DATASET ENTRIES ::
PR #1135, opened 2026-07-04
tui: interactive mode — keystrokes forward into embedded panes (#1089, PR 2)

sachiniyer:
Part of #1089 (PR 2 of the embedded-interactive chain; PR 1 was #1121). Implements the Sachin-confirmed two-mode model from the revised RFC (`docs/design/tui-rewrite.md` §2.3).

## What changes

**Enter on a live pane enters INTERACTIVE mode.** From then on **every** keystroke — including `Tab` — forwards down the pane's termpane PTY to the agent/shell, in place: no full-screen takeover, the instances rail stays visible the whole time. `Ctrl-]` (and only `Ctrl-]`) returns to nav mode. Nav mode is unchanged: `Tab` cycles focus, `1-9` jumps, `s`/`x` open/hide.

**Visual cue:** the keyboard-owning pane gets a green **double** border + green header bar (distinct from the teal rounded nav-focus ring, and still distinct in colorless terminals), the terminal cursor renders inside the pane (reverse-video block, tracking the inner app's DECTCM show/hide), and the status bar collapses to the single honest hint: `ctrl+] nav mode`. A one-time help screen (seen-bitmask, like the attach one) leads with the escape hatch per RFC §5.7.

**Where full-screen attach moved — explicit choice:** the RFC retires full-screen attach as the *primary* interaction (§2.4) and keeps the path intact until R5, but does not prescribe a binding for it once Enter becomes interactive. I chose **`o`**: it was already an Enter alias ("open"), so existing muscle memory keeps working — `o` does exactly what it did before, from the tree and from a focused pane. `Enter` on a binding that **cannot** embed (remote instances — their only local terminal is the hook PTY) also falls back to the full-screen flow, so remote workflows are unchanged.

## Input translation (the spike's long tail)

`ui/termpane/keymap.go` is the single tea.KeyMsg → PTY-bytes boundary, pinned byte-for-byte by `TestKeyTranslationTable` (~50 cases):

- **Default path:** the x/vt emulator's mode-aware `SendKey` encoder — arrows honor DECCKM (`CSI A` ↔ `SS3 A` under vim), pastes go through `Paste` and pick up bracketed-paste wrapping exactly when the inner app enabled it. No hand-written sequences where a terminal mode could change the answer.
...
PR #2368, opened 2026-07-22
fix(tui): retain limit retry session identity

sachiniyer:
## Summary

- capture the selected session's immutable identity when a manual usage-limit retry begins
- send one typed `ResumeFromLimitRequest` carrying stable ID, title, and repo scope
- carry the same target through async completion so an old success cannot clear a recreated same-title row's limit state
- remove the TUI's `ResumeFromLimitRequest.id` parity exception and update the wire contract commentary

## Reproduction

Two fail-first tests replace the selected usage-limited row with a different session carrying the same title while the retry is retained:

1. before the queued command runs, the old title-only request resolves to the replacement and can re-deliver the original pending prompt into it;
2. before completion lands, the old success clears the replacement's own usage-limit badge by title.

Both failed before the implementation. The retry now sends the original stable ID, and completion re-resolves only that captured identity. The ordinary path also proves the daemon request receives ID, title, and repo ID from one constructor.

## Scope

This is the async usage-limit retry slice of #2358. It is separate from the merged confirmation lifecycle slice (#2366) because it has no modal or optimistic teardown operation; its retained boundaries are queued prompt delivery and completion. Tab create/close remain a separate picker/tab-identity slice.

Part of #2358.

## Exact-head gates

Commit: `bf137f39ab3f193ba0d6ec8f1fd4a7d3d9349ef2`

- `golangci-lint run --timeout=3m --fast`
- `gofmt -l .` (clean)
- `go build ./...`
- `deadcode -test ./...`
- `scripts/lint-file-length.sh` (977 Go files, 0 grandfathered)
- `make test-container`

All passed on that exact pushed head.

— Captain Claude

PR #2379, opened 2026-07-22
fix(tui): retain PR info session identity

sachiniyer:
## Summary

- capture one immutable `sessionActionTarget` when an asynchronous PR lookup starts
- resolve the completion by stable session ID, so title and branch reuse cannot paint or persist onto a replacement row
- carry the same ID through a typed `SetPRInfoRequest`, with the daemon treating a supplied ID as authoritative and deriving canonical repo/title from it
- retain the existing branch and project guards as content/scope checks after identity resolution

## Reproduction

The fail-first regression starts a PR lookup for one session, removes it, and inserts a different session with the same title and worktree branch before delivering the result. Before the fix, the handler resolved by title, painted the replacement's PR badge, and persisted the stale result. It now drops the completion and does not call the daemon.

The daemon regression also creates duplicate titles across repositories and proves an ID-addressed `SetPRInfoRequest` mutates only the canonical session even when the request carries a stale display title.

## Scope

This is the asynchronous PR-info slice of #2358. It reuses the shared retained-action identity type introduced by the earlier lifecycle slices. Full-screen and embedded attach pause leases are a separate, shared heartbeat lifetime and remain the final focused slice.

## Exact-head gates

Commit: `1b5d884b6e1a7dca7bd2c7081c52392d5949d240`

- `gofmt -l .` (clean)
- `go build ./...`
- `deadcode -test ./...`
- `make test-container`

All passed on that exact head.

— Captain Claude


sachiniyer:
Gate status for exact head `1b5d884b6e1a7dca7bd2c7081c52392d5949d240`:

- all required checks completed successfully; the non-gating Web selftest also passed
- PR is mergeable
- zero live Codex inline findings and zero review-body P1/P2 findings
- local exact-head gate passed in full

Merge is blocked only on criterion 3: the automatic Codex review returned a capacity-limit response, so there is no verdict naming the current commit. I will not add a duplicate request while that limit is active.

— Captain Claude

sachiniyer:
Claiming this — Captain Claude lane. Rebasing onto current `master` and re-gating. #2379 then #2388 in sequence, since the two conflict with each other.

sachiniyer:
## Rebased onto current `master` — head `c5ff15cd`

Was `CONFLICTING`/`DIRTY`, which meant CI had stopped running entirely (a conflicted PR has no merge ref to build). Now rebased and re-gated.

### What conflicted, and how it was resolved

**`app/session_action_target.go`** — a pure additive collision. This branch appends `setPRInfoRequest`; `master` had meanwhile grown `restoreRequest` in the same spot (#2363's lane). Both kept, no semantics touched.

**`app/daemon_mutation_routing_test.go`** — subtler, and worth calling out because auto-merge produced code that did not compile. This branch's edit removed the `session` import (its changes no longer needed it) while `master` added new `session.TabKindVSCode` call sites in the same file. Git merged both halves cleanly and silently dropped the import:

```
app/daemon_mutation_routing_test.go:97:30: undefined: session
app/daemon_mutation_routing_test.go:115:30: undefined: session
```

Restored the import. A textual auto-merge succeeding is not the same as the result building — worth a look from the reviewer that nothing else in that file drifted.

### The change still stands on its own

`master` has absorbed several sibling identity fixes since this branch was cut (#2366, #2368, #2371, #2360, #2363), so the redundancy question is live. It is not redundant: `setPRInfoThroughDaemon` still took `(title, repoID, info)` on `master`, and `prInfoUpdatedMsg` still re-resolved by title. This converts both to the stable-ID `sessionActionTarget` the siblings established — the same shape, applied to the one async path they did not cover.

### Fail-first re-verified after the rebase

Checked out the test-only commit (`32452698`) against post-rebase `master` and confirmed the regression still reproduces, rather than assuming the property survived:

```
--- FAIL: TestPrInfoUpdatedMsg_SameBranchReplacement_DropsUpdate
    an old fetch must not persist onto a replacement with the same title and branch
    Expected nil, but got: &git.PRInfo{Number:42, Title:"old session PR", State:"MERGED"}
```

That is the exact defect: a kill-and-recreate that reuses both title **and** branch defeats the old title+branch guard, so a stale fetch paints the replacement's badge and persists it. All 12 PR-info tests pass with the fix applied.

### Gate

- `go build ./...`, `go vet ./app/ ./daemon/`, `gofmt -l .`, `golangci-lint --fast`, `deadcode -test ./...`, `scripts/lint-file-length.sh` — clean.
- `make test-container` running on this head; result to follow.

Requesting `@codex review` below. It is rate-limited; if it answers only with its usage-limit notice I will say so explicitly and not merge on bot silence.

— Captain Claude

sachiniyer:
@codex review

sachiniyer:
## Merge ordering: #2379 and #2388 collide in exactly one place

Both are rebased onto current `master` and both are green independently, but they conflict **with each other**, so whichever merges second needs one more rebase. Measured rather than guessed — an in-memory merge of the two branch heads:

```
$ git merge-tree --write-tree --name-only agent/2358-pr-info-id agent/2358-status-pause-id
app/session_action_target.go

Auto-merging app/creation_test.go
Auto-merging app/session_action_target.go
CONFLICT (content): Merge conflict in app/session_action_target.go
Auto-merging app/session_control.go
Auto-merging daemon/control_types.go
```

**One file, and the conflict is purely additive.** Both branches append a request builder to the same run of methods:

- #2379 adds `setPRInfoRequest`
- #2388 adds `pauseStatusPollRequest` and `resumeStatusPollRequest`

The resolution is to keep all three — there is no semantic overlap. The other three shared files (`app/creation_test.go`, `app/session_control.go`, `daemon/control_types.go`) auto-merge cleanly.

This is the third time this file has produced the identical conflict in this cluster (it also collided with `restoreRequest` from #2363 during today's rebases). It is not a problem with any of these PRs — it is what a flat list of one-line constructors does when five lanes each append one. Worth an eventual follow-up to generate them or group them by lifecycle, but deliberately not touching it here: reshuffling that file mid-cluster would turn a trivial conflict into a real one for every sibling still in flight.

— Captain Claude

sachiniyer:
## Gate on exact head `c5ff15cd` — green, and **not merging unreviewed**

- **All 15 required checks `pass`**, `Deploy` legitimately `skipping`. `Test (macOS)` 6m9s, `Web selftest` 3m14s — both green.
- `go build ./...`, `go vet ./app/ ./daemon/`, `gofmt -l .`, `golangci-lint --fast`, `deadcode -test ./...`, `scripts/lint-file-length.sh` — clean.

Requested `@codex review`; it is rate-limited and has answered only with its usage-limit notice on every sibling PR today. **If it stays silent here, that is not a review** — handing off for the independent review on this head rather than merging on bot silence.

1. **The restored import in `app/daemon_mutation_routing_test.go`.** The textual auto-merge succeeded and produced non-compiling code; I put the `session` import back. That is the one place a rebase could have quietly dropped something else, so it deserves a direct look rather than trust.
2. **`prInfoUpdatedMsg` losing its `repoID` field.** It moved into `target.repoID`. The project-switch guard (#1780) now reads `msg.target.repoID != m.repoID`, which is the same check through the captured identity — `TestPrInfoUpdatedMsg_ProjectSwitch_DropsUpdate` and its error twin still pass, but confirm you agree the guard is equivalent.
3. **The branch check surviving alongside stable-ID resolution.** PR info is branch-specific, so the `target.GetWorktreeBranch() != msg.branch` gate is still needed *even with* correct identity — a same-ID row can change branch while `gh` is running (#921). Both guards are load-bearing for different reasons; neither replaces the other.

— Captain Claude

EXERCISE OBJECTIVE ::
The lines above that hold the word "carrying" should be found and copied out.

EXERCISE RESULT ::
- send one typed `ResumeFromLimitRequest` carrying stable ID, title, and repo scope
Two fail-first tests replace the selected usage-limited row with a different session carrying the same title while the retry is retained:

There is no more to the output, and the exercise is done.